It happened in an instant; my stomach dropped, my head was spinning and nausea set in. Last night, I was feeling very sorry for myself. After just one week of being footloose and fancy free, I was back to the heart-wrenching turmoil I had experienced in the weeks before that. Eventually, a hot shower seemed to be the only consolation. The noise of the rushing water and the moaning of the exhaust fan was able to muffle any other sounds that might raise suspicion to a listening ear. Feeling vulnerable and alone, I cried out to God asking Him why this was so unfair. Why was He letting this happen? How did he expect me to deal with this kind of situation I had been placed in? Two weeks of terror and one week of peace did not sound like the cycle I wanted to be in!
Once I was done with my pathetic ranting and raving, the only thing that kept popping into my head was 1 Thessalonians 5:18. "...give thanks in all circumstances, for this is God's will for you in Christ Jesus." It's a lot easier to "talk-the-talk" than to "walk-the-walk", that's for sure. I did not want to thank God for anything that had happened and was currently happening, but I reluctantly began to say whatever I could think of that I could be thankful for in my whole big mess. Towards the end of my shower, I was repeating these things through sobs that I just couldn't control.
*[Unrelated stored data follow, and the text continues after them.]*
PR #471, opened 2024-08-20
[fix] fix etcd-backup-restore based flavors

amold1:
CAPL clusterrs with etcd-backup-restore and related flavors fail to created. This is down to some recent OBJ changes for key names and namespaces within the secrets.

### DIFF
--- a/cloud/scope/object_storage_key.go
+++ b/cloud/scope/object_storage_key.go
@@ -107,6 +107,7 @@ const (
 apiVersion: v1
 metadata:
   name: %s
+  namespace: kube-system
 stringData:
   bucket_name: %s
   bucket_region: %s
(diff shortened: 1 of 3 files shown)


unnatiagg:
LGTM. Just a question @bcm820 for my understanding, the keys and bucket can be in different namespaces? From the PR I see, the secrets of type=addons.cluster.x-k8s.io/resource-set should always be created in namespace=kube-system. Was there any specific reason why it was removed in the first place?

bcm820 (approved):

amold1:
> LGTM. Just a question @bcm820 for my understanding, the keys and bucket can be in different namespaces? From the PR I see, the secrets of type=addons.cluster.x-k8s.io/resource-set should always be created in namespace=kube-system. Was there any specific reason why it was removed in the first place?

That is hard-coded because that secret is only meant for backup-restore and the [backup-restore pod is hardcoded to be in the kube-system namespace](https://github.com/linode/cluster-api-provider-linode/blob/main/templates/addons/etcd-backup-restore/etcd-backup-restore.yaml#L13)

PR #636, opened 2025-01-21
[CI] : add workflow to test upgrade

rahulait:
This PR allows us to provision mgmt cluster using previous release and then run latest main on it to make sure nothing breaks
Fixes #

**TODOs**:

- [ ] squashed commits
- [ ] includes documentation
- [ ] adds unit tests

### DIFF
--- a/.github/workflows/e2e-upgrade-test.yaml
+++ b/.github/workflows/e2e-upgrade-test.yaml
@@ -3,7 +3,7 @@ name: Run e2e upgrade test
 on:
   push:
     branches:
-      - main
+      - test-upgrade
     tags:
       - "*"
   workflow_dispatch:
--- a/.github/workflows/e2e-upgrade-test.yaml
+++ b/.github/workflows/e2e-upgrade-test.yaml
@@ -1,0 +1,98 @@
+name: Run e2e upgrade test
+
+on:
+  push:
+    branches:
+      - main
+    tags:
+      - "*"
+  workflow_dispatch:
+
+permissions:
+  contents: read
+  pull-requests: read
+  actions: read
+
+concurrency:
+  group: e2e-upgrade-${{ github.ref }}
+  cancel-in-progress: true
+
+jobs:
+  changes:
+    runs-on: ubuntu-latest
+    outputs:
+      # Expose matched filters as job 'src' output variable
+      paths: ${{ steps.filter.outputs.changes }}
+    steps:
+      - uses: actions/checkout@v4
+      - name: Harden Runner
+        uses: step-security/harden-runner@v2
+        with:
+          disable-sudo: true
+          egress-policy: block
+          allowed-endpoints: >
+            api.github.com:443
+            github.com:443
+      - uses: dorny/paths-filter@v3
+        id: filter
+        with:
+          filters: .github/filters.yml
+  e2e-upgrade-test:
+    needs: changes
+    name: e2e-upgrade-test
+    if: ${{contains(fromJSON(needs.changes.outputs.paths), 'src')}}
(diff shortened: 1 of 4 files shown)


.github/workflows/e2e-upgrade-test.yaml
```diff
@@ -0,0 +1,100 @@
+name: Run e2e upgrade test
+
+on:
+  push:
+    branches:
+      - test-upgrade
```
rahulait, line 6: This will be updated to main before merge

e2e/capl-cluster-flavors/kubeadm-capl-cluster/chainsaw-test.yaml
```diff
@@ -33,10 +35,12 @@ spec:
                 value: ($namespace)
               - name: CLUSTERCTL_CONFIG
                 value: (env('CLUSTERCTL_CONFIG'))
+              - name: KUBERNETES_VERSION
+                value: (env('KUBERNETES_VERSION') || 'v1.29.1')
```
AshleyDumaine, line 39: I'm wondering if we should set this to a more recent version like 1.31 or even 1.32 in the GHA workflow so it's easier to see what version we're testing with

rahulait: Yeah, thats what I want to do. Currently, the workflow first checks out immutable last tag (0.8.2 in this case) and runs it. Since we can't change it, we have to run v1.29.1 there. I am adding it so that in future when we cut a new tag, we can provide a newer version going forward here using env var.

Makefile
```diff
@@ -159,10 +159,43 @@ test: generate fmt vet envtest ## Run tests.
...
+	git checkout $(LAST_RELEASE)
+
+.PHONY: last-release-cluster
+last-release-cluster: kind ctlptl tilt kustomize clusterctl chainsaw kind-cluster checkout-last-release local-release local-deploy
+	GIT_REF=$(COMMON_CLUSTER_REF) LOCALBIN=$(CACHE_BIN) CLUSTERCTL_CONFIG=$(CLUSTERCTL_CONFIG) $(CHAINSAW) test --namespace $(COMMON_NAMESPACE) --assert-timeout 600s --skip-delete ./e2e/capl-cluster-flavors/kubeadm-capl-cluster
+
+.PHONY: test-upgrade
+test-upgrade: last-release-cluster checkout-latest-commit
+	$(MAKE) local-release
+	$(MAKE) local-deploy
```
komer3, line 192: nit: could we call these make target similar to how we did above?

rahulait: Previously, I had something like this:
```
last-release-cluster: kind ctlptl tilt kustomize clusterctl chainsaw kind-cluster checkout-last-release local-release local-deploy

test-upgrade: last-release-cluster checkout-latest-commit local-release local-deploy
```
Since local-release and local-deploy were also dependencies for last-release-cluster target, they would run there but won't run it again for test-upgrade target. Somehow Makefile was running them only once even though I marked them as .PHONY and thought it will re-run them. Here is a sample GHA run log when it tried to invoke next local-release but just skipped it.
https://github.com/linode/cluster-api-provider-linode/actions/runs/12896635374/job/35960077709#step:5:2217
In the end, I had to call them within the target itself.

komer3: Oh interesting. Thats good to know!

komer3 (approved):

AshleyDumaine (approved):

rahulait:
Whoops. Merged too early before reverting the branch name. Going to change in https://github.com/linode/cluster-api-provider-linode/pull/637

PR #637, opened 2025-01-22
[test] : fix max clustername length

rahulait:
We generate linodefirewall names using clustername. For ex: <clustername>-nb. Linode firewall has a limit of 3-32 chars for firewall label. Since we are adding `-nb` to a generated firewall label, we should make sure that total length should not exceed 32 chars. Hence, we are limiting clustername to 29 chars in e2e tests.
Fixes #

**TODOs**:

- [ ] squashed commits
- [ ] includes documentation
- [ ] adds unit tests


komer3 (approved):

e2e/kind-config.yaml
komer3, line 1: We don't need this anymore?

rahulait: We are not using it anywhere it seems. We are using the one in .tilt dir.

komer3 (approved):

PR #640, opened 2025-01-23
[improvement] add support for custom CAPL CAs in kustomize

eljohnson92:
This PR moves the logic for using custom CAs with CAPL from tilt into kustomize so future releases can use custom CAs with the capi-operator
Fixes #

**TODOs**:

- [ ] squashed commits
- [ ] includes documentation
- [ ] adds unit tests

### DIFF
--- a/Tiltfile
+++ b/Tiltfile
@@ -116,6 +116,7 @@ capl_resources = [
     "linodeobjectstoragebuckets.infrastructure.cluster.x-k8s.io:customresourcedefinition",
     "linodeobjectstoragekeys.infrastructure.cluster.x-k8s.io:customresourcedefinition",
     "capl-mutating-webhook-configuration:mutatingwebhookconfiguration",
+    "capl-ca:secret",
     "capl-linodeclustertemplate-editor-role:clusterrole",
     "capl-linodeclustertemplate-viewer-role:clusterrole",
     "capl-linodemachine-editor-role:clusterrole",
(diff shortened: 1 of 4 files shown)


tchinmai7 (dismissed):

Tiltfile
```diff
@@ -176,8 +177,8 @@ for resource in manager_yaml:
         resource["stringData"]["dnsToken"] = os.getenv("LINODE_DNS_TOKEN")
         if os.getenv("LINODE_URL"):
             resource["stringData"]["LINODE_URL"] = os.getenv("LINODE_URL")
-        if os.getenv("LINODE_CA_BASE64"):
-            resource["stringData"]["SSL_CERT_DIR"] = "/tmp/linode-ca"
+    if resource["metadata"]["name"] == "capl-ca":
+        resource["data"]["cacert.pem"] = os.getenv("LINODE_CA_BASE64")
```
rahulait, line 181: Since its already base64 encoded, it should be stringData here. Adding full cert content as env var was causing issues, so it was base64 encoded and we added the var LINODE_CA_BASE64

config/default/capl-ca.yaml
```diff
@@ -0,0 +1,7 @@
+---
+apiVersion: v1
+kind: Secret
+metadata:
+  name: ca
+data:
```
rahulait, line 6: should be stringData here.

config/default/capl-ca.yaml
```diff
@@ -0,0 +1,7 @@
+---
+apiVersion: v1
+kind: Secret
+metadata:
+  name: ca
```
rahulait, line 5:
```suggestion
  name: capl-ca
```

rahulait: Nah, didn't helped in devcloud. Something else is off/wrong

config/manager/manager.yaml
```diff
@@ -102,5 +102,14 @@ spec:
             requests:
               cpu: 1000m
               memory: 512Mi
+          volumeMounts:
```
rahulait, line 105: Need SSL_CERT_DIR env var to be set in this file.

```
      containers:
        - command:
            - /manager
          ...
          env:
          ...
            - name: SSL_CERT_DIR
              value: /tls
              ...
```

rahulait: Tested this in custom environment, worked after this change.

eljohnson92: tested this as well and verified with this things are now working well in a custom environment

rahulait (approved):
LGTM

PR #641, opened 2025-01-23
[fix] fix cni plugins version - the release 1.6.1 is broken on github

tchinmai7:

Fixes #

**TODOs**:

- [ ] squashed commits
- [ ] includes documentation
- [ ] adds unit tests


rahulait (approved):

I know the two verses before the "give thanks" one, say that I need to pray continually, but also that I need to be joyful. I think of myself as a pretty happy person - it's something that just comes naturally. I like to be positive and think of cheery things to say and do. I like to laugh and to make others laugh, but sometimes I fall into these slumps of sadness and self pity; there is definitely not a lot of joy in there. This shower experience (don't laugh, it has to happen somewhere, right?) was definitely a struggle, but it's a step in the right direction.
I'm working out my messes and am going to try to be a better at this multitasking thing: being joyful always, praying continually and giving thanks in all circumstances.
This is God's will for me and for you.
He calls the shots, the least I can do is try to and do my part.